Re: Hardware-accelerated scaling on iOS without OpenGL
Re: Hardware-accelerated scaling on iOS without OpenGL
- Subject: Re: Hardware-accelerated scaling on iOS without OpenGL
- From: David Duncan <email@hidden>
- Date: Fri, 25 Nov 2016 10:29:16 -0500
The fastest method without OpenGL is to work with CGImage directly and assign the image as the contents of a CALayer.
This will engage CoreAnimation to use the hardware to scale the image, but is still not quite as fast as OpenGL for the same task.

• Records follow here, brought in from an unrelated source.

PR #1257, opened 2023-11-30
Ride function replaceByIndex implemented and tested.

alexeykiselev:


pkg/ride/functions_list.go
```diff
@@ -86,6 +93,37 @@ func listAndElementArgs(args []rideType) (rideList, rideType, error) {
...
+	}
+	if args[0] == nil {
+		return nil, 0, nil, errors.Errorf("argument 1 is empty")
+	}
+	if args[1] == nil {
+		return nil, 0, nil, errors.Errorf("argument 2 is empty")
+	}
+	if args[2] == nil {
+		return nil, 0, nil, errors.Errorf("argument 3 is empty")
+	}
```
nickeskov, line 108: Can be replaced by `checkArgs` call.

pkg/ride/functions_list.go
```diff
@@ -4,10 +4,14 @@ import (
...
 
 	"github.com/pkg/errors"
+
 	"github.com/wavesplatform/gowaves/pkg/ride/math"
 )
 
-const maxListSize = 1000
+const (
+	maxListSize = 1000
+	threeArgs   = 3
```
nickeskov, line 13: I think `threeArgs` constant should be inside the function body where it is used.

nickeskov (changes requested):

nickeskov (approved):

PR #1264, opened 2023-12-07
Tests on correct scopes handling by estimator and evaluator added.

alexeykiselev:
Few compilation errors of FOLD fixed.
Comparison of Any type to other types fixed in compilation.


pkg/ride/compiler/stdlib/types.go
```diff
@@ -218,7 +218,7 @@ func (t SimpleType) Equal(other Type) bool {
 	if o, ok := other.(SimpleType); ok {
 		return t.Type == o.Type
 	}
-	return false
+	return other == AnyType
```
nickeskov, line 221: I think the correct comparison is `other.Equal(AnyType)` or `AnyType.Equal(other)` if other can be `nil`.
Though I don't understand why this comparison is necessary?

nickeskov (changes requested):

pkg/ride/compiler/stdlib/types.go
alexeykiselev: No, this is the `Equal` of SimpleType itself. Can't use it here.
Any should be equal to any other type. It fires when we create an empty list using `let l = []`. In this case the type of list is not defined and set to `Any`. Later then we check the correctness of `FOLD` we have to check that type of list equals to the type the accumulator. Whiteout this equality the FOLD rises the error, but it shouldn't. 
I'll consider using `AnyType.Equal` here.

nickeskov (approved):

PR #1307, opened 2024-01-29
Added new way to configure preactivation of features at any height.

alexeykiselev:
Integration tests moved to use a new way of preactivation with height.

### DIFF
--- a/pkg/state/state.go
+++ b/pkg/state/state.go
@@ -66,30 +66,30 @@ type blockchainEntitiesStorage struct {
 }
 
 func newBlockchainEntitiesStorage(hs *historyStorage, sets *settings.BlockchainSettings, rw *blockReadWriter, calcHashes bool) (*blockchainEntitiesStorage, error) {
-	assets := newAssets(hs.db, hs.dbBatch, hs)
-	balances, err := newBalances(hs.db, hs, assets, sets.AddressSchemeCharacter, calcHashes)
+	asts := newAssets(hs.db, hs.dbBatch, hs)
+	bss, err := newBalances(hs.db, hs, asts, sets.AddressSchemeCharacter, calcHashes)
 	if err != nil {
 		return nil, err
 	}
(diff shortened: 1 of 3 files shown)


pkg/state/state.go
```diff
@@ -636,6 +638,16 @@ func (s *stateManager) applyPreActivatedFeatures(features []int16, blockID proto
 			return err
 		}
 	}
+	for _, fah := range featuresActivationHeights {
+		approvalRequest := &approvedFeaturesRecord{approvalHeight: fah.Height}
+		if err := s.stor.features.approveFeature(fah.ID, approvalRequest, blockID); err != nil {
+			return err
+		}
+		activationRequest := &activatedFeaturesRecord{activationHeight: fah.Height}
+		if err := s.stor.features.activateFeature(fah.ID, activationRequest, blockID); err != nil {
```
nickeskov, line 647: This method adds an `activation` record. But it's incorrect, because `newestIsActivated` will return `true` even if the blockchain height is lower than activation height.
The same can be applied for the approval stage and `newestIsApproved` method.

I think the good decision is to include activation hooks inside `stateManager.blockchainHeightAction`.

nickeskov (changes requested):

pkg/state/state.go
nickeskov: See #1308

alexeykiselev: Nope, it's totally correct. The idea of preactivation is to activate some features at genesis block prior everything else. I agree that activation of feature at genesis block but at certain height looks weird, but it was made for testing purposes only and must be used only for this. "Our" way of preactivation of features in genesis block and at genesis block height is the most correct way of preactivation and this way must be used for custom blockchains. That's why I save it for backward compatibility.

alexeykiselev: I simplified the configuration structure. Removed the unnecessary new structure and made it looks like in scala implementation.

PR #1332, opened 2024-02-13
Start applying from file since height 2 in importer.

nickeskov:


nickeskov:
This PR is incorrect. `nBlocks` parameter equals number of blocks to import WITHOUT genesis block.
Due to this misunderstanding the PR was created.
Closing as irrelevant.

Roughly you'll want to look at CGImageCreate and CGDataProviderCreate (there are a number of variants of the latter). Much sample code will try using CGBitmapContextCreateImage because it looks easier, but this will take a kernel hit for each frame and mark the memory copy-on-write which will cause you to take another hit when the memory gets written to.
--
David Duncan @ My iPhone
> On Nov 25, 2016, at 10:22 AM, Andreas Falkenhahn <email@hidden> wrote:
>
> I'm currently writing an iOS backend for a cross-platform program whose
> platform-independent engine writes all of its graphics into 32-bit pixel
> buffers, in RGBA order. The alpha byte isn't used. The graphics are always
> opaque so I don't need alpha blending.
>
> What is the most efficient option to draw and scale these pixel buffers to
> my CGContextRef inside my drawRect method? The pixel buffers are usually
> only 320x240 pixels and need to be scaled to completely fill my view's
> dimensions, e.g. 1024x768 on non-Retina iPads and 2048x1536 on Retina iPads.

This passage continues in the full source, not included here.